An experiment binds a target — a deployed component or a prompt — to a dataset version and a set of scorers. Each experiment run executes the target against every dataset item, scores the outputs, and produces a pass/fail summary you can compare across runs or enforce in CI.
Experiment versions
- An experiment’s definition (target, scorers, config) is versioned. Starting a run snapshots it as an immutable experiment version, so older runs always show the exact configuration that produced them.
- A run pairs one experiment version with one dataset version. Because both sides are immutable, two runs over the same dataset version are directly comparable.
- Each dataset item becomes a run item with its own output and per-scorer scores.
Create an experiment
The target component must already be deployed. Then:
agnt5 experiments create \
--name support-agent-quality \
--dataset-id <dataset-id> \
--dataset-version-id <dataset-version-id> \
--target-type component \
--deployment-id <deployment-id> \
--component-name support_agent \
--component-type agent \
--builtin-scorer json_valid \
--builtin-scorer '{"name":"tool_called","config":{"tool":"search_orders"}}' \
--config '{"passed_threshold":1}'--builtin-scorerattaches a built-in scorer by name, or by JSON object when it needs config. Repeat for each scorer.--scorer-idattaches a deployed custom scorer by UUID.--target-type promptwith--prompt-idtargets a Prompt instead of a component.

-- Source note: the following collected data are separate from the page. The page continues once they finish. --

PR #1040, opened 2017-03-18
main/openssh: enable support for Kerberos and GSSAPI

efcasado:


jirutka:
This adds many new dependencies that most of the users really don’t need. It must be separated into a subpackage, if possible.

clandmeter:
Closed due to inactivity.

PR #1046, opened 2017-03-19
testing/xbps: new aport

misery:
Add package management of VoidLinux like
pacman or dpkg to bootstrap VoidLinux.

### DIFF
--- a/testing/xbps/APKBUILD
+++ b/testing/xbps/APKBUILD
@@ -1,0 +1,61 @@
+# Contributor: André Klitzing <aklitzing@gmail.com>
+# Maintainer: André Klitzing <aklitzing@gmail.com>
+
+pkgname=xbps
+pkgver=0.51
+pkgrel=0
+pkgdesc="The X Binary Package System"
+arch="all"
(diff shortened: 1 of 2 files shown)


testing/xbps/APKBUILD
```diff
@@ -0,0 +1,61 @@
+# Contributor: André Klitzing <aklitzing@gmail.com>
+# Maintainer: André Klitzing <aklitzing@gmail.com>
+
+pkgname=xbps
+pkgver=0.51
+pkgrel=0
+pkgdesc="XBPS to bootstrap VoidLinux"
```
kaniini: the package description should be more accurate, while it is true that it is mainly meant for bootstrapping voidlinux, that doesn't necessarily have anything to do with the package itself

misery:
Done :-)

testing/xbps/APKBUILD
misery: done

jirutka:
@misery Is this package complete and fully working? I’d like to move it into community.

misery:
@jirutka Yes, it works without problems for me.

PR #1047, opened 2017-03-19
testing/stargazer: new aport

galeksandrp:


testing/stargazer/APKBUILD
```diff
@@ -0,0 +1,40 @@
...
+license="GPL2+"
+depends=""
+makedepends="expat-dev linux-headers"
+install=""
+subpackages=""
+source="http://www.$pkgname2.dp.ua/download/server/$pkgver/$pkgname2-$pkgver.tar.gz"
+builddir="$srcdir/$pkgname2-$pkgver/projects/$pkgname"
+options="!check"
+
+prepare() {
```
jirutka: Please call `default_prepare || return 1` at the beginning of custom `prepare` function.

galeksandrp: Added.

testing/stargazer/APKBUILD
```diff
@@ -0,0 +1,42 @@
+# Contributor: Alexander Georgievskiy <galeksandrp@gmail.com>
+# Maintainer:
+pkgname=stargazer
+pkgname2=stg
```
jirutka: When you need to define custom global variable, please prefix it with underscore (to avoid potential conflicts with future abuild variables). Common name for this variable is `_pkgname`.

testing/stargazer/APKBUILD
```diff
@@ -0,0 +1,42 @@
...
+build() {
+	cd "$builddir"
+
+	./build || return 1
+}
+
+package() {
+	cd "$builddir"
+	
+	mkdir -p "$pkgdir/usr/sbin"
```
jirutka: Is this really needed? Makefile is usually able to create directories itself.

testing/stargazer/APKBUILD
galeksandrp: Prefix added.

testing/stargazer/APKBUILD
galeksandrp: Yes.

testing/stargazer/APKBUILD
```diff
@@ -0,0 +1,42 @@
...
+pkgver=2.408
+pkgrel=0
+pkgdesc="A billing system for small home and office networks"
+url="http://www.$_pkgname.dp.ua"
+arch="all"
+license="GPL2+"
+depends=""
+makedepends="expat-dev linux-headers"
+install=""
+subpackages=""
```
jirutka: Please add subpackage `$pkgname-dev`, there are many header files.

testing/stargazer/APKBUILD
```diff
@@ -0,0 +1,42 @@
...
+
+	./build || return 1
+}
+
+package() {
+	cd "$builddir"
+	
+	mkdir -p "$pkgdir/usr/sbin"
+
+	make PREFIX="$pkgdir" install
```
jirutka: What are these files and directories?

```
/var/stargazer/admins/admin.adm
/var/stargazer/tariffs/tariff.tf
/var/stargazer/users/test/conf
/var/stargazer/users/test/stat
```

testing/stargazer/APKBUILD
galeksandrp: Added.

PR #1051, opened 2017-03-20
main/{git,imagemagick,jemalloc,nss,redis}: update

pickfire:


pickfire:
For `6efe253` I am not quite sure why it fails.

vakartel:
@pickfire 
It fails on packaging. I reviewed those horror and made some changes. Now it builds fine.
[nss.patch.txt](https://github.com/alpinelinux/aports/files/857404/nss.patch.txt)

vakartel:
@pickfire 

ImageMagick fails because there is no 7.0.5.2. Change it to 7.0.5.3 :)

pickfire:
> ImageMagick fails because there is no 7.0.5.2. Change it to 7.0.5.3 :)

@vakartel I know, I had changed that hours ago but looks like I forgot to push it.

Maybe you might want to add nss.patch.txt as a commit here? I don't want to take the blame (`git blame`) for it.

By the way, thanks a lot for helping out with the nss thing, I didn't know that without check, it will fail.

pickfire:
@vakartel Thanks a lot for helping out. I forgot what I just typed so I just make it short.

vakartel:
@pickfire 
I can't add commits to your PR. So I added my proposed changes as attached file.

PS there is an unresolved conflict.

pickfire:
@vakartel Yes, nss is still broken after your patch. I wonder why can't you add commit to my PR.

fabled:
Git was already updated to newer version than in this. Perhaps drop that?

vakartel:
I have no push access to alpinelinux/aports, So I can't made changes in
others PR-s.

Just now I successfuly rebuild nss again. I don't see you applied patch I
sent.

there is attached main/nss/APKBUILD I used to build.

2017-03-22 5:55 GMT+02:00 Ivan Tham <notifications@github.com>:

pickfire:
@fabled Oh, looks like I am the one that updated git. Sorry http://git.alpinelinux.org/cgit/aports/commit/main/git?id=c6b849ea0ea4952815b911e89a943ac2e5db7b1c

@vakartel Just commit to your repo, I can help to add that or do you prefer that I remove that so that you can push it yourself?

ncopa:
imagemagick breaks abi. everything using the imagemagic's libs needs to be rebuilt. Alternatively we rename current imagemagic to imagemagic6

jirutka:
@pickfire Could you please rebase this PR, remove git and apply @vakartel’s patch for NSS?

ncopa:
i already pushed it. sorry. what was the patch for NSS?

ncopa:
ah, yes, @vakartel's patch should be applied.

jirutka:
It seems that are relevant commits from this PR are merged, so closing it.

@pickfire Next time please really open a separate PR for each package (when the changes does not depend on each other). I know that I’ve suggested that it’s not necessary to create single PR for each pkg, to make it easier for you, but as we see here, it’s not good.

pickfire:
Okay, I think next time if I had successfully build the package, I will just send to ML because it is a lot easier unless there is some parts that I am not sure.

ncopa:
@vakartel's patch broke things. The problem is that the `libssl3.so` symlink needs to be in main package, while the `default_dev` function will move it to the `$pkgname-dev` subpackage. I will have to revert the last hunk.

jirutka:
@ncopa Yes, that’s why no one, including you, should not skip reviews, as you did here. Especially in the case of packages like NSS.

ncopa:
@jirutka Depends on what you mean with "reviews". I did review this pull request, i did test build it, i did fix things i didn't like with it and I did rebuild the needed packages for imagemagick.

After pushing I did notice the nss patch, which I did review before I decided to give it a test compile. Since all looked good I pushed. Travis would not have caught this.

Or do you mean that I should not push anything without making a pull request on github first?

jirutka:
Aha, I didn’t know that you’ve tested all of it locally and fixed issues. I’m sorry for that bad assumption. So you just haven’t noticed that files were unintentionally moved between (sub)packages due to Valery’s patch?

> Travis would not have caught this.

No, but checkapk (that is run after the pkg is built on Travis) generates diff between old and new build of the package, so you can notice here when some files are moved.

> Or do you mean that I should not push anything without making a pull request on github first?

No, not at all. I just didn’t like that CI revealed breakage, Valery proposed a patch, we asked the contributor to apply it and rebase, and then see if the build will succeed or not. And before he did it you’ve just merged it without a word and now there’s a massive breakage. I admit that I didn’t know what’s behind (i.e. that you’ve actually reviewed and verified it) and overreacted a bit.

pickfire:
@jirutka Yes, notice that http://git.alpinelinux.org/cgit/aports/commit/?id=968d2718ea097e63b3d532bb6e8b84d1fa20a282 shows `Natanael Copa <ncopa@alpinelinux.org>` so he did review it.

> Or do you mean that I should not push anything without making a pull request on github first?

Oh, I hope no.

Via Studio: open your project, go to Evaluate -> Experiments, and create the experiment with the same choices — dataset version, target, and scorers.
Run an experiment
# Fire and forget
agnt5 experiments run <experiment-id>
# Block until the run finishes; exit non-zero if the gate fails
agnt5 experiments run <experiment-id> --wait --timeout 15mUseful overrides:
| Flag | Purpose |
|---|---|
--name | Label the run (e.g. pr-1234) |
--deployment-id | Compare a candidate deployment against the baseline for the same component |
--experiment-version-id | Re-run an older immutable experiment version |
--fail-on-gate | Return non-zero when the CI gate fails (default true with --wait) |
Inspect results
# Runs for an experiment
agnt5 experiments runs list <experiment-id>
# One run's summary: status, pass rate, per-scorer aggregates
agnt5 experiments runs show <run-id>
# Failed items only
agnt5 reports failures <run-id>
# Why a specific score failed
agnt5 scores list --run-id <run-id>
agnt5 scores evidence <score-id> --include scorer_input,scorer_output,evidenceIn Studio, the experiment run page shows the run timeline, per-item results, and per-scorer scores; click any item to see its output and score evidence side by side.
Cancel a stuck run with agnt5 experiments runs cancel <experiment-id> <run-id>.
Compare runs
Compare a candidate against a baseline over the same dataset version:
agnt5 experiments runs compare <base-run-id> <compare-run-id>The comparison shows aggregate score movement and which items flipped between pass and fail. Studio renders the same comparison under Evaluate -> Experiments when you select two runs.
Gate CI on eval results
Use the reports commands in a CI job to block a merge or deploy on eval regressions:
# Start a run for the freshly deployed candidate, wait, and gate
agnt5 experiments run <experiment-id> \
--deployment-id "$CANDIDATE_DEPLOYMENT_ID" \
--name "ci-$GIT_SHA" \
--wait --fail-on-gate
# Or wait on an already-started run
agnt5 reports wait <run-id> --timeout 15m
# Print the gate verdict for a finished run
agnt5 reports ci <run-id>
# Export full artifacts for the build log
agnt5 reports export <run-id> --artifact-format csv -o eval-results.csvThe gate verdict comes from the experiment’s config (for example {"passed_threshold": 1}), so the threshold lives with the experiment, not the pipeline.
Turn failures into a regression dataset
After a run with failures, capture the failing items as a new dataset so fixes stay fixed:
agnt5 experiments runs regression-dataset <run-id> \
--name support-agent-regressions \
--start-run --waitThis creates a dataset from the failed items (all of them, or specific ones via repeatable --run-item-id), a regression experiment over it, and — with --start-run — kicks off the first rerun immediately.